• _Exercise requirements_: Go over the data and keep only the lines that include "pull".

• _Records supplied_:
*-*-*

PR #823, opened 2016-06-14
Document support for container cluster managers Mesos and Kubernetes.

mattray:
Mesos is thoroughly documented, Kubernetes is commented out and I'm still updating in a separate PR.


mattray:
@juliandunn fixes included but the switch from private->public orphaned this PR apparentely. Picking it back up in #827

PR #890, opened 2016-06-16
[Hold] Adds Homebrew Cask to Get Habitat page

ryankeairns:
Adding homebrew cask commands to the Get Habitat page on the website.

Signed-off-by: Ryan Keairns <rkeairns@chef.io>

### DIFF
--- a/www/source/docs/get-habitat.html.md
+++ b/www/source/docs/get-habitat.html.md
@@ -16,6 +16,14 @@ _Habitat for Mac requires a 64-bit processor running Mac OS X version 10.9+._
 <a class="button" href="https://api.bintray.com/content/habitat/stable/darwin/x86_64/hab-$latest-x86_64-darwin.zip?bt_package=hab-x86_64-darwin">Download Habitat for Mac OS X</a>
 <a class="button secondary" href="https://www.docker.com/products/docker-toolbox">Download Docker Toolbox</a>
 
+#### Homebrew Cask
+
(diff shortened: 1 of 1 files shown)


thesentinels:
By analyzing the blame information on this pull request, we identified @adamhjk to be a potential reviewer

smith:
If we're going to tell people to use homebrew, do we have a way for them to easily upgrade to the latest version without us having to be blocked by homebrew merging a PR? I don't know if we should list this as a supported thing unless it gives users a reliably good experience.

@juliandunn any thoughts on that?

juliandunn:
I have no idea as I'm actually not a Homebrew user - I still use MacPorts :)

ryankeairns:
@schisamo do you have any thoughts on Nathan's question?

schisamo:
@ryankeairns I don't think you can just have a generic Homebrew or Cask formula that always just always points to the latest version of something.

smith:
We're not too far from having a `hab selfupdate` type of feature, where right now you can do `hab install core/hab/X.Y.Z/YYYYMMDDTTTT` to get the latest, we could just ship a version that can upgrade itself when needed then never have to worry about it again.

Until then I'm not 100% sure about telling our users to use homebrew if they end up having a lousy experience.

ryankeairns:
I second that and vote that we wait until such a solution for upgrading is in place before promoting this.

I'll close this PR for now and bring it back once we get the update capabilities in place. Until then it'll be available on Cask just not promoted by us here on this page.

Thanks for your input!

PR #902, opened 2016-06-17
Updates to Travis for website deploy

smith:
* We've switched from pro to non-pro travis, so all of the secure keys
  have been regenerated
* Update the bucket policy to add the thing that was causing the deploy
  to the new bucket on the habitat org to fail
* Remove the slack notification, because it's disabled anyway (Homu
  posts notifications to Slack instead)
* Set `path_style = false` in the s3_sync; `true` is only needed if you
  have special characters in your bucket name; we don't
* Remove the Travis deploy for the bucket on the CIA account (currently
  the active website.)

Deploying to the new bucket will not work until the terraform change to
the bucket policy is applied.

This makes it so the website is not deployed to the bucket it's being
served from now, so the Fastly service will need to be pointed at the
new bucket once the deploy succeeds.

gif-keyboard-10398425249175422067

### DIFF
--- a/.travis.yml
+++ b/.travis.yml
@@ -135,9 +135,6 @@ matrix:
     script:
     - "(cd components/builder-web && npm run travis)"
     - sudo -E bash -c "./support/ci/build_builder_web.sh"
-    #after_success:
-    #- "hart=$(source ./results/last_build.env && echo $pkg_artifact)"
-    #- "if [ -n \"$hart\" ]; then hab pkg upload ./results/$hart; fi"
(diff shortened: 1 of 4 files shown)


thesentinels:
By analyzing the blame information on this pull request, we identified @cwebberOps, @adamhjk, @fnichol, @ryankeairns and @magwalk to be potential reviewers

metadave:
gif-keyboard-15441619571874564483

smith:
Manually merging.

*-*-*

• _Answer space_:
By analyzing the blame information on this pull request, we identified @adamhjk to be a potential reviewer
By analyzing the blame information on this pull request, we identified @cwebberOps, @adamhjk, @fnichol, @ryankeairns and @magwalk to be potential reviewers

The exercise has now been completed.